Complainant-trustees hold title to a tract of land known as Silver Lake Park in Clementon, Camden County. They were the purchasers at a foreclosure sale May 10th, 1940. Their bill of complaint, quia timet in form, seeks to have their interest in the premises, together with the interest, if any, of the several defendants, established.

Silver Lake Park Association, a corporation, owned the property from in December, 1927, until sale by the sheriff to complainants. It created two mortgages on the land; the first, in the sum of $10,000, was dated December 5th, 1927, and made to First Camden National Bank and Trust Company; the second, in the sum of $5,000, was dated April 27th, 1935, and made to complainants. From the inception of the enterprise, Silver Lake Park was operated at a loss and, in 1933, the owner ceased to operate it. The corporation was entirely without funds and, on January 21st, 1936, the state repealed its corporate charter for non-payment of taxes.
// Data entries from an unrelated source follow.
PR #785, opened 2023-10-06
TST polars support for deduplicate

TheooJ:
Closing issue #789  

Checking if `deduplicate` works with polars input in `test_deduplicate.py`

I propose to catch any exceptions, let me know if you want to be more specific

### DIFF
--- a/skrub/tests/test_deduplicate.py
+++ b/skrub/tests/test_deduplicate.py
@@ -22,7 +22,7 @@ from skrub.datasets import make_deduplication_data
 def test_polars_input():
     import polars as pl
 
-    data = [
+    duplicated_data = [
         "blacn",
         "black",
         "black",
@@ -35,15 +35,10 @@ def test_polars_input():
         "white",
     ]
 
-    try:
-        pl_output = deduplicate(pl.Series(data))
-    except Exception as exc_info:
-        pytest.xfail(f"Polars not supported yet, deduplicate raised {exc_info}.")
+    pl_output = deduplicate(pl.Series(duplicated_data))
+    pd_output = deduplicate(pd.Series(duplicated_data))
 
-    pd_output = deduplicate(pd.Series(data))
-
-    if not all(pl_output == pd_output):
-        pytest.xfail("Polars and Pandas outputs don't match.")
+    assert_array_equal(pl_output, pd_output)
 
 
 @pytest.mark.parametrize(


Vincent-Maladiere:
@TheooJ you have to create a specific issue for the meta-issue you're addressing.
- This PR should mention the sub-issue only (you can edit your message)
- The sub-issue should mention the meta-issue only

Otherwise, the meta-issue will be automatically closed when we merge a single PR that refers to it.

TheooJ:
Thanks, done.

Vincent-Maladiere (changes requested):
Thanks for this PR. Good job using utils from `test_polars`! In addition to checking errors, we also want to check the results. In that sense, check that identical Pandas and Polars series inputs return the same output.

If the function you are testing already works fine with Polars, you don't need to catch a potential error. However, if this function doesn't work with Polars yet, we need to:
1. Add it to a list of functions that don't support Polars yet (create one in `test_polars.py`)
2. Use `pytest.mark.xfail` if the function you are testing belongs to the list. This will skip the test by displaying a soft fail (meaning: we acknowledge that this is failing, but this needs to be fixed). [Example in scikit-learn](https://github.com/scikit-learn/scikit-learn/blob/main/sklearn/preprocessing/tests/test_polynomial.py#L1215). Note that scikit-learn uses a more complex scheme for xfailing tests by using `_xfail_checks` tags in estimators. We can keep it simple for now and use a list, without using tags.

TheooJ:
I've compared pandas and polars outputs in the same test function. If polars is missing, the test will be skipped. If the function either returns an error or if the pandas and outputs don't match, the test will xfail.

Let me know what you think

TheooJ:
As discussed, I've removed the xfail completely if the polars test is successful.

If the test was failing, I would add 

```
# in test_polars
XFAIL_POLARS = ["deduplicate"]
```

```
# in test_deduplicate
from test_polars import XFAIL_POLARS

@pytest.mark.xfail("deduplicate" in XFAIL_POLARS, reason=Polars not supported for deduplicate yet.")
@pytest.mark.skipif(not POLARS_SETUP, reason=POLARS_MISSING_MSG)
def test_polars_input():
    [...]
```

Vincent-Maladiere (approved):
Hey @TheooJ, thank you for this PR! LGTM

On October 31st, 1933, the bank filed suit in the Camden County Circuit Court to foreclose its mortgage. In addition to the mortgagee, Silver Lake Park Association, Theodore W. Gibbs, Edgar B. Gibbs and James W. Davis were made defendants. A final decree was entered against all defendants January 22d 1934, in the amount of $7,753.74 debt, and $127.54 costs. Execution was delivered to the sheriff but sale was not made. Instead, Theodore W. Gibbs, to protect himself, effected an arrangement with the bank as a result of which Clementon Lake Park Co., a corporation, which owned and operated a larger amusement park nearby, went into possession of Silver Lake Park and thereafter operated both.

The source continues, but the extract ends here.